Would you go through the records below and copy each line with the string "should"?

---------- EXERCISE MATERIALS ----------

PR #138, opened 2020-02-24
Add avatar editing to the settings

hellcp:
Kinda requires #134 considering it uses libravatar for the settings

### DIFF
--- a/securitas/templates/user-edit.html
+++ b/securitas/templates/user-edit.html
@@ -24,21 +24,15 @@
             <div class="tab-pane fade show active" id="settings-personal" role="tabpanel">
               <div class="card-body pb-0">
                 <label>Avatar</label>
-                <div class="row">
-                  <div class="col-auto">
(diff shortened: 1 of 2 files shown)


hellcp:
image

StephenCoady:
Hi @hellcp thanks for this! I do wonder though, do we need the change avatar button really? and if we want to link to libravatar then maybe a line under the avatar with a small link? 

It just seems a very big button to land so forefront on the screen to me for something that most people may not care too much about.

securitas/templates/user-edit.html
```diff
@@ -22,6 +22,18 @@
           </ul>
           <div class="tab-content">
             <div class="tab-pane fade show active" id="settings-personal" role="tabpanel">
+              <div class="card-body pb-0">
+                <label>Avatar</label>
```
StephenCoady: I think the formatting here is a bit funny now. We could probably just remove the word avatar and add it to alt of the img just in case. Also could we put the change avatar link below the actual avatar?

StephenCoady (approved):

PR #139, opened 2020-02-25
Add email field to register form

### LINKED ISSUE #127: As a User, i want to supply my email address when creating a new account
Currently, when creating a new account, there is no option for adding an email address. It can be updated later, but it would be good if it was added in the initial form.

I suppose it should be required too, since it is required when editing a user too...

ryanlerch:
Previously, the email field was not present on the
register form. This commit adds the field.

Resolves: #127


StephenCoady (approved):
Verified everything working as expected, all tests passing and coverage is still chockers at 100% :smiley:

PR #146, opened 2020-02-27
fedora-messaging integration

### LINKED ISSUE #140: As an application owner, I want a fedora-messaging message to be emitted when a user is sponsored into a group
We need the portal to emit a message when a member is sponsored into a group, because the Badges application uses it. FAS used to emit a message on the `fas.group.member.sponsor` topic, the contents could be modelled after it (or adapted).

**Acceptance Criteria**:
- a Fedora Messaging message is emitted when a user is sponsored into a group
- to ease transition and if it's possible, the message should be emitted on the same topic with the same content.
- a crash in the message sending code should cause a message to be logged with full traceback, but the page should not fail rendering.

**Definition of Done**:
- all the above is done
- unit tests for 100% coverage (unless explicitely ignored with an explanation)
- CI passes
- the path to the Fedora Messaging configuration can be set by a configuration variable.
- the message should use [schemas](https://fedora-messaging.readthedocs.io/en/stable/messages.html)
- there is documentation on the message schema and its contents

ryanlerch:
This adds support for fedora messaging, by adding a few things.

* Set up RabbitMQ server in the vagrant box, so we can test
  when messages are sent. During development, have the command
  `fedora-messaging consume` running and messages sent will
  appear in your terminal.
* add fedora-messaging as a dep
* add the first message schema for fas.group.member.sponsor which
  is the message that is emmited when a sponsor adds a user to a group.
  Note that the current format of this message is:
  https://apps.fedoraproject.org/datagrepper/id?id=2019-6e4ddbd8-b51b-4753-a4f3-6106ccd560e8&is_raw=true&size=extra-large
* use backoff to retry sending the message, and when finally giving up,
  log the exception.

Note, not 100% Coverage yet with tests, wanted to make sure i was doing this right before rwiting new tests.

Resolves: #140


securitas/controller/group.py
```diff
@@ -62,6 +63,11 @@ def group_add_member(ipa, groupname):
             return redirect(url_for('group', groupname=groupname))
 
         flash('You got it! %s has been added to %s.' % (username, groupname), 'success')
+
+        config.conf.setup_logging()
+        msg = schema.MemberSponsorV1()
```
ryanlerch: When trying to use my schema here, this fails with the message:

    TypeError: The class <class 'securitas.messaging.schema.MemberSponsorV1'> is not in the message registry, which indicates it is not in the current list of entry points for "fedora_messaging". Please check that the class has been added to your package's entry points.

This bit i added in the pyproject.toml was me trying to add it to the entry points, but it doenst seem to be wokring:

    [tool.poetry.plugins."fedora.messages"]
    "fas.group.member.sponsor.v1"="securitas.messaging.schema:MemberSponsorV1"

securitas/controller/group.py
```diff
@@ -62,6 +63,11 @@ def group_add_member(ipa, groupname):
...
+        api.publish(api.Message(topic="hello", body={"Hello": "world!"}))
```
ryanlerch: if you comment out using the schema above, this message goes through to the queue when adding a new user to a group.

to view this message when  it comes in, use `fedora_messaging consume` and have ti running when messages are sent and they will print on the terminal for you

securitas/messaging/schema.py
```diff
@@ -0,0 +1,34 @@
+from fedora_messaging import message
+
+class MemberSponsorV1(message.Message):
```
ryanlerch: I think this is right, just cant test it because of the entry points issue above

devel/ansible/roles/dev/defaults/main.yml
```diff
@@ -0,0 +1 @@
+rabbitmq_cluster_file_limit: 500000
```
ryanlerch, line 1: all these changes to the vagrant box are to install rabbitmq.

devel/ansible/roles/dev/tasks/rabbitmq.yml
```diff
@@ -0,0 +1,30 @@
...
+      state: present
+  with_items:
+      - rabbitmq-server
+
+- name: Create RabbitMQ systemd override directory
+  file:
+    path: /etc/systemd/system/rabbitmq-server.service.d/
+    state: directory
+
+- name: Override rabbitmq hostname
```
ryanlerch, line 14: without this, we get an error like

    Feb 27 08:36:05 ipa.example.com rabbitmq-server[13914]: ERROR: epmd error for host ipa: address (cannot connect to host/port)

when trying to start rabbitmq

pyproject.toml
```diff
@@ -41,6 +42,9 @@ black = {version = "^18.3-alpha.0", allow-prereleases = true}
 flake8 = "^3.7"
 Faker = "^4.0.0"
 
+[tool.poetry.plugins."fedora.messages"]
```
ryanlerch: trying to add entry_points for the schema here. does it work? nope.

abompard:
Here is the test file that I made:
```python
from fedora_messaging import api, config
from securitas.messaging import schema

config.conf.setup_logging()
msg = schema.MemberSponsorV1()
api.publish(api.Message(topic="hello", body={"Hello": "world!"}))
```

Now when I run:
```
$ poetry run python testmsg.py 
[INFO fedora_messaging.message] Registering the 'fas.group.member.sponsor.v1' key as the '<class 'securitas.messaging.schema.MemberSponsorV1'>' class in the Message class registry
[INFO fedora_messaging.message] Registering the 'base.message' key as the '<class 'fedora_messaging.message.Message'>' class in the Message class registry
[INFO twisted] Log opened.
[INFO twisted] Starting factory FedoraMessagingFactoryV2(parameters=<URLParameters host=localhost port=5672 virtual_host=/ ssl=False>, confirms=True)
[INFO fedora_messaging.twisted.protocol] Waiting for 0 consumer(s) to finish processing before halting
[INFO fedora_messaging.twisted.protocol] Finished canceling 0 consumers
[INFO fedora_messaging.twisted.protocol] Disconnect requested, but AMQP connection already gone
```

And if I have a `fedora-messaging consume` command opened on the side it does get the message. It also seems to work when I use the message class you wrote (and I add the `msg` property which is set as required).

So, something else in your setup is breaking things maybe?

ryanlerch:
> Here is the test file that I made:
> 
> ```python
> from fedora_messaging import api, config
> from securitas.messaging import schema
> 
> config.conf.setup_logging()
> msg = schema.MemberSponsorV1()
> api.publish(api.Message(topic="hello", body={"Hello": "world!"}))
> ```
> 
> Now when I run:
> 
> ```
> $ poetry run python testmsg.py 
> [INFO fedora_messaging.message] Registering the 'fas.group.member.sponsor.v1' key as the '<class 'securitas.messaging.schema.MemberSponsorV1'>' class in the Message class registry
> [INFO fedora_messaging.message] Registering the 'base.message' key as the '<class 'fedora_messaging.message.Message'>' class in the Message class registry
> [INFO twisted] Log opened.
> [INFO twisted] Starting factory FedoraMessagingFactoryV2(parameters=<URLParameters host=localhost port=5672 virtual_host=/ ssl=False>, confirms=True)
> [INFO fedora_messaging.twisted.protocol] Waiting for 0 consumer(s) to finish processing before halting
> [INFO fedora_messaging.twisted.protocol] Finished canceling 0 consumers
> [INFO fedora_messaging.twisted.protocol] Disconnect requested, but AMQP connection already gone
> ```
> 
> And if I have a `fedora-messaging consume` command opened on the side it does get the message. It also seems to work when I use the message class you wrote (and I add the `msg` property which is set as required).
> 
> So, something else in your setup is breaking things maybe?

Hmm, when i run that script it seems to work now too... just when running it from within securitas it seems to fail...

abompard:
I tied sponsoring a member into a group from the UI, and it did send the message.

devel/ansible/roles/dev/tasks/rabbitmq.yml
abompard, line 14: It worked without this step for me. Can you try again and if it fails again maybe we can debug it together?

securitas/utility/messaging.py
```diff
@@ -0,0 +1,26 @@
...
+    (fml_exceptions.ConnectionException, fml_exceptions.PublishReturned),
+    max_tries=3,
+    on_backoff=backoff_hdlr)
+def _publish(message):
+    api.publish(message)
+
+def publish(message):
+    try:
+        _publish(message)
+    except (fml_exceptions.ConnectionException, fml_exceptions.PublishReturned) as e:
```
abompard: Here I think you can simply catch `fml_exceptions.BaseException`, because you want the message to be logged whether it's a temporary error or not.

securitas/utility/messaging.py
```diff
@@ -0,0 +1,26 @@
+import sys
+import traceback
+
+from fedora_messaging import api, exceptions as fml_exceptions
+import backoff
+
+from securitas import app
+
+def backoff_hdlr(details):
+    app.logger.error(f"Publishing message failed. Retrying. {traceback.format_tb(sys.exc_info()[2])}")
```
abompard: I think this can be a warning-level log.

securitas/utility/messaging.py
```diff
@@ -0,0 +1,26 @@
+import sys
+import traceback
+
+from fedora_messaging import api, exceptions as fml_exceptions
+import backoff
+
+from securitas import app
```
abompard, line 6: I would recommend using `from flask import current_app` instead, it can help solve circular imports.

securitas/utility/messaging.py
```diff
@@ -0,0 +1,26 @@
+import sys
+import traceback
+
+from fedora_messaging import api, exceptions as fml_exceptions
+import backoff
```
abompard, line 4: The `import X` lines usually go before the `from X import Y` lines.

securitas/utility/messaging.py
```diff
@@ -0,0 +1,26 @@
...
+    max_tries=3,
+    on_backoff=backoff_hdlr)
+def _publish(message):
+    api.publish(message)
+
+def publish(message):
+    try:
+        _publish(message)
+    except (fml_exceptions.ConnectionException, fml_exceptions.PublishReturned) as e:
+        app.logger.error(f"Publishing message failed. Giving up. {traceback.format_tb(sys.exc_info()[2])}")
```
abompard: I think you can use `app.logger.exception`, it'll log the traceback automatically.

securitas/utility/messaging.py
```diff
@@ -0,0 +1,26 @@
...
+import backoff
+
+from securitas import app
+
+def backoff_hdlr(details):
+    app.logger.error(f"Publishing message failed. Retrying. {traceback.format_tb(sys.exc_info()[2])}")
+
+@backoff.on_exception(
+    backoff.expo,
+    (fml_exceptions.ConnectionException, fml_exceptions.PublishReturned),
```
abompard: Please replace `PublishReturned` with `PublishException` (see [bodhi commit a3ff73](https://github.com/fedora-infra/bodhi/commit/a3ff73d0c57236cd1d9d38d967c029b7d2b6f435))

pyproject.toml
```diff
@@ -41,6 +43,9 @@ black = {version = "^18.3-alpha.0", allow-prereleases = true}
...
+"fas.group.member.sponsor.v1"="securitas.messaging.schema:MemberSponsorV1"
```
abompard: I would recommend prefixing with `securitas` as it's not related to the topic but to the app.

abompard (changes requested):
The main change that is also necessary is that message schemas actually need to be in their own python packages, so apps that listen to them can install the package and not the whole of securitas...
So I would recommend actually making a separate repo in Github called securitas-messages (to be renamed later :'-(  ), with its own `pyproject.toml` file, etc, and add it to the securitas dependencies.
I'm going to jumpstart that repo for you.

Here it is: https://github.com/fedora-infra/securitas-messages. You should have write access to it.

ryanlerch:
Okay, moved the schema to the separate repo, and added it as a git dep in poetry.

Also have added tests to keep the coverage at 100%.

ryanlerch:
@abompard any thoughts on why this is failing liccheck? is it because i am pulling in securitas-messages with git?

abompard:
I think you need to add `GPLv2+` to the allowed licenses in `pyproject.toml`. It also looks like liccheck can't find the license for `securitas-messages`.

abompard (approved):
Yeah, I think it's good now :-)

----------

EXERCISE RESPONSE>
I suppose it should be required too, since it is required when editing a user too...
- to ease transition and if it's possible, the message should be emitted on the same topic with the same content.
- a crash in the message sending code should cause a message to be logged with full traceback, but the page should not fail rendering.
- the message should use [schemas](https://fedora-messaging.readthedocs.io/en/stable/messages.html)
Here it is: https://github.com/fedora-infra/securitas-messages. You should have write access to it.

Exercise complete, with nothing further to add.